For Alternative Winter Break Students, It’s Personal

Each January, small groups of students spend a week during winter break learning about a social issue in Maine. These Alternative Winter Breaks trips are proposed, planned, and led by student leaders. Other students apply to join the trips. The McKeen Center for the Common Good runs both the Alternative Winter Break and Alternative Spring Break programs.

Below are descriptions of this year’s three trips. Two groups stayed in Maine — one worked on the issue of homelessness, the other with immigration and refugee education. Another group traveled to Vietnam to learn about the lingering aftermath of the Vietnam War.

Praise Hall and Jhadha King

Homelessness In Our Back Yard in Portland, Maine

After returning to Bowdoin from last year’s Alternative Spring Break trip in Philadelphia, which focused on homeless and at-risk youth, Jhadha (pronounced Jayda) King ’20 and Praise Hall ’20 felt at loose ends. While it would have been easy to get distracted by the tumult of college life, they instead decided to continue working on the issue of homelessness and helping those affected by it.

“During that Philadelphia trip we were so inspired,” King said in an interview last week. “And with such a pressing issue of homelessness, which impacts people across the country everywhere, especially right in our community, it was kind of weird that the work just stopped once we got back from the trip.”

Hall added, “We were at the ‘what’s next?’ part, but there was no what’s next part. That was the end. So we were both like, we need to do more.”

So two first-years (they’re sophomores now) petitioned the McKeen Center to lead an alternative winter break trip this January. “We wanted to show people that this is an issue that is affecting your community and there is so much you can do here,” King said, from having a coffee with someone at The Gathering Place to volunteering at the local soup kitchen.

For both Hall and King, homelessness is not an abstract and distant social problem. When she was two, King lived with her mom and siblings in a car in her church’s parking lot. “My family has always been living in border-line poverty,” she said.

At the age of nine, Hall was living with her parents and six siblings in a van. Remarkably, even when she was sharing one cramped hotel room with her large family, she was attending elite private schools. For both Hall and King, school was an important part of their childhoods: their parents encouraged them to focus on their schoolwork no matter what else was happening in their lives.

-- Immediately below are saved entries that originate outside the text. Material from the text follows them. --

PR #4549, opened 2019-03-28
chore: Update golden screenshots after browser upgrade

abhiomkar:


kfranqueiro:
That's interesting... a couple of these diffs show ligatures no longer applying. Think I'll point that out to someone on fonts.

On the bright side, it looks like this also fixes a flake we saw Chrome having in some of our dialog cases, so that's great!

PR #4558, opened 2019-04-01
feat(list): Add disabled class name to constants

abhiomkar:


packages/mdc-list/constants.ts
```diff
@@ -24,6 +24,7 @@
 const cssClasses = {
   LIST_ITEM_ACTIVATED_CLASS: 'mdc-list-item--activated',
   LIST_ITEM_CLASS: 'mdc-list-item',
+  LIST_ITEM_DISABLED_CLASS: 'mdc-list-item--disabled',
```
kfranqueiro: Is there a place we should be using this? Hard to sell me on adding a constant if it's unused...

PR #4563, opened 2019-04-02
fix(list): Add cursor: pointer for interactive list items

### LINKED ISSUE #4557: mcd-list does not use a hover pointer

1.1.0

Chrome, Edge, IE, and Firefox.

### What OS are you using?

Windows 10

It's reproducible on the material demo site, and I created a codepen as well:
* https://material-components.github.io/material-components-web-catalog/#/component/list
* https://codepen.io/seriema/pen/gybOxe

1. Load a list of items
2. Hover over any list item

The mouse cursor should become a pointer, as described in Material Guidelines:
https://material.io/design/interaction/states.html#hover
expected

The mouse cursor is either an arrow or caret, depending on if I'm hovering on the item text or other part of the item.

joyzhong:
Fixes #4557

### DIFF
--- a/packages/mdc-list/_mixins.scss
+++ b/packages/mdc-list/_mixins.scss
@@ -78,6 +78,11 @@
     }
   }
 
+  // Only enable mouse hover for interactive list items which are not disabled.
+  :not(.mdc-list--non-interactive) > .mdc-list-item:not(.mdc-list-item--disabled) {
+    cursor: pointer;
+  }
+
   // "Selected" is ephemeral and likely to change soon. E.g., selecting one or more photos to share in Google Photos.
   // "Activated" is more permanent. E.g., the currently highlighted navigation destination in a drawer.
   .mdc-list-item--selected,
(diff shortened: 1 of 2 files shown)


packages/mdc-list/_mixins.scss
```diff
@@ -78,6 +78,11 @@
     }
   }
 
+  // Only enable mouse hover for interactive list items which are not disabled.
+  :not(.mdc-list--non-interactive) > .mdc-list-item:not(.mdc-list-item--disabled) {
```
kfranqueiro: I'd be inclined to match the selector we use in the `mdc-list-ripple` mixin here, which also has `.mdc-list-item` on the last compound selector (to avoid applying this to every child of the list, which could include other elements such as dividers).

packages/mdc-list/_mixins.scss
```diff
@@ -78,6 +78,11 @@
     }
   }
 
+  // Only enable mouse hover for interactive list items which are not disabled.
```
kfranqueiro: Nit: enable mouse hover -> change mouse cursor

packages/mdc-list/_mixins.scss
joyzhong: Changed the order in the other selector instead, as discussed.

joyzhong: Switched back to original order (and updated here to be consistent) with .mdc-list-item last, since we use &--activated, etc. in `mdc-list-ripple`, forcing .mdc-list-item to go last.

PR #4565, opened 2019-04-03
fix(chips): Fix incorrect ripple effect on filter chip

### LINKED ISSUE #2812: Incorrect ripple effect on filter chip with no leading icon
## Bugs

The filter chip with no leading icon has incorrect ripple when clicked. Instead of starting the ripple where clicked the ripple center is always in the same spot.

> 0.35.2

> All

### What OS are you using?

> Mac OS

> 1. Run the demo server
> 2. Go to localhost:8080/chips.html
> 3. Click on a Filter chip with no leading icon 
> 4. Observe the component's behavior
> 5. Helps to see if you set animations to 10%

> The ripple should start where the mouse is clicked on the chip. 

> The ripple effect is starting in the same spot and not where the chip is clicked.

Incorrect behavior
bad-chip

Correct behavior
correct-ripple

TroyTae:
Fixes #2812

### DIFF
--- a/packages/mdc-chips/chip/foundation.ts
+++ b/packages/mdc-chips/chip/foundation.ts
@@ -114,12 +114,12 @@ export class MDCChipFoundation extends MDCFoundation<MDCChipAdapter> {
         // Object.assign combine properties of object.
         // But ClientRect has only getters, so I added code below.
         const rect = {
-          width: rootRect.width,
+          bottom: rootRect.bottom,
           height: rootRect.height,
-          top: rootRect.top,
           left: rootRect.left,
           right: rootRect.right,
-          bottom: rootRect.bottom,
+          top: rootRect.top,
+          width: rootRect.width,
         };
         return {...rect, width, height};
       }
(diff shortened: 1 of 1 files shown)


packages/mdc-chips/chip/foundation.ts
```diff
@@ -110,7 +110,18 @@ export class MDCChipFoundation extends MDCFoundation<MDCChipAdapter> {
         // when adding it to the root client rect's width.
         const checkmarkWidth = checkmarkRect.height;
         const width = rootRect.width + checkmarkWidth;
-        return {...rootRect, width, height};
+        // Spread expression translate to Object.assign in Typescript.
```
abhiomkar: Good catch!

You can directly return the object with calculated height & width, so we don't need to use spread operator anymore.

```
return rect = {
  bottom: rootRect.bottom,
  height: rootRect.height,
  left: rootRect.left,
  right: rootRect.right,
  top: rootRect.top,
  width: width,
};
```

abhiomkar: We don't need this line anymore

```
const height = rootRect.height;
```

TroyTae: Is there any special meaning this syntax? ```return rect = {};```
I guess you wanna talk this: ```return {}```
So I reflect it :)

TroyTae: Thank you for your review!

abhiomkar: Sorry for the typo. Yes I meant `return {}`.

Issue #104, opened 2018-07-21
Transparent portions of page menu toolbar should allow click-through


rchl:
If there is enough tiles to trigger either horizontal or vertical scrolling then the tiles might end up under the transparent part of the page menu toolbar and while it looks like it should still be possible to click those tiles, they are obstructed by invisible toolbar and can't be clicked.

In themes that have that toolbar transparent, we should probably use pointer-events none on those regions without buttons.

Here you can see areas highlighted in red where clicking won't trigger action on tiles beneath:
![unclickable-area](https://user-images.githubusercontent.com/153197/43035264-f1aba45a-8cec-11e8-849b-48edc3cde201.png)

rchl:
The fix should not apply themes that don't have transparent toolbar like homekit or winphone.

Evgeny-:
They are shouldn't

rchl:
I don't understand your last comment and why it was closed.

Do you mean that tiles shouldn't be clickable even though they are clearly unobstructed. Don't you think that's quite counter-intuitive?

Evgeny-:
No. Because menu don't suppose to be above tiles. except mobile themes with vertical align.

rchl:
@resoai said that horizontal scrolling is by design and that problem affect horizontal scrolling also. I don't understand why vertical scrolling would be unexpected. It doesn't cost anything to support that
(and if you insist on not supporting it, maybe disable vertical scrolling explicitly).

Evgeny-:
Vertical scroll supported with vertical menu or with mobile theme. Though you still can make pull request with solving this "problem"

rchl:
I've created solution that instead of making that transparent menu area clickable, just darkens the area so that it's clear that the tiles underneath can't be clicked.

It looks like this:
<img width="286" alt="darkened" src="https://user-images.githubusercontent.com/153197/43267315-e95c2a86-90ed-11e8-96dc-1de7d578a4f9.png">

PR #107, opened 2018-07-25
Use padding in bottom-positioned pages-menu instead of bottom offset

rchl:
The only reason for this change is to prepare code for future fix.
It should be almost equally visually to previous code.

Previous code applied bottom offset to bottom-positioned page menu which
created a gap that would let clicks go through it if page was scrolled.
Using padding instead makes sure there is no gap there and also allows
to created better scrolling indicator in the future.

### DIFF
--- a/styles/main.css
+++ b/styles/main.css
@@ -256,7 +256,7 @@ body {
   font-size: 1em;
 }
 .-menu-bottom .page {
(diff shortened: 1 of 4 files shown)


rchl:
I know that it seems like an unnecessary change but I have some idea for a fix for #104 and it would help there.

Homelessness Trip Participants
Noelia Calcano ’21, Katie Castillo ’20, Steven Colin ’18, Naomi Jabouin ’18, Zachary Kaplan ’21, Sophie Lewis ’21, Sadie Morris ’19, and Andrew Moore ’21
After their AWB trip was approved, Hall and King set about planning the trip. While the actual Alternative Winter Break trips are just one week, trip leaders create and lead a series of seminars for participants in the autumn months leading up to the program.

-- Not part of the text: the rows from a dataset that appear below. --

PR #108, opened 2018-07-25
Fix header weather widget image style

rchl:
Image was repeating and wasn't centered as there are no elements with
class .header-weather--icon--image, only .header-weather--icon-image
(--image vs. -image). Move css rules to the correct selector.

### DIFF
--- a/styles/main.css
+++ b/styles/main.css
@@ -232,6 +232,9 @@ body {
 }
 .header-weather--icon > div,
 .header-weather--icon-image > div {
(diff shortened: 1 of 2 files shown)


Evgeny-:
It will be better just remove one '-'

rchl:
Sorry, I'm not too familiar with that class naming convention so might have done a poor judgement here.

Evgeny-:
Me neither :) 
It's just chaos

PR #110, opened 2018-07-26
Darken transparent page menu background when page is scrolled (#104)

rchl:
To clearly indicate that the area under page menu is not clickable when
there are tiles underneath, darken its barkgroung when page is scrolled either
vertically (with page menu on the bottom) or horizontally (page menu on the left).

### DIFF
--- a/scripts/directives.js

King and Hall taught seven seminars before their trip, covering a range of subjects from housing insecurity in Portland to the ethical implications of volunteering, the opioid crisis’s impact on homelessness, the homeless census, homelessness in rural areas, and other topics.

For the trip’s five days, they planned a “well-rounded itinerary” that looked at different facets of homelessness, arranging meetings with people working on the issue, including an affordable housing landlord and an advocate for homeless veterans. They also spent a few hours on the street in Portland one cold afternoon, handing out mittens, coats, socks, food, and water to people in need.

This last activity was an important one for Hall and King. “It was good for [the eight trip participants] to see the face of [homelessness] and confront their misconceptions, or realize these are the realities,” King said. “There were people that came up and asked for hand warmers, and I could see their burned fingers from their meth habit. And we saw people very much new to the country who couldn’t really speak English, and people with kids.”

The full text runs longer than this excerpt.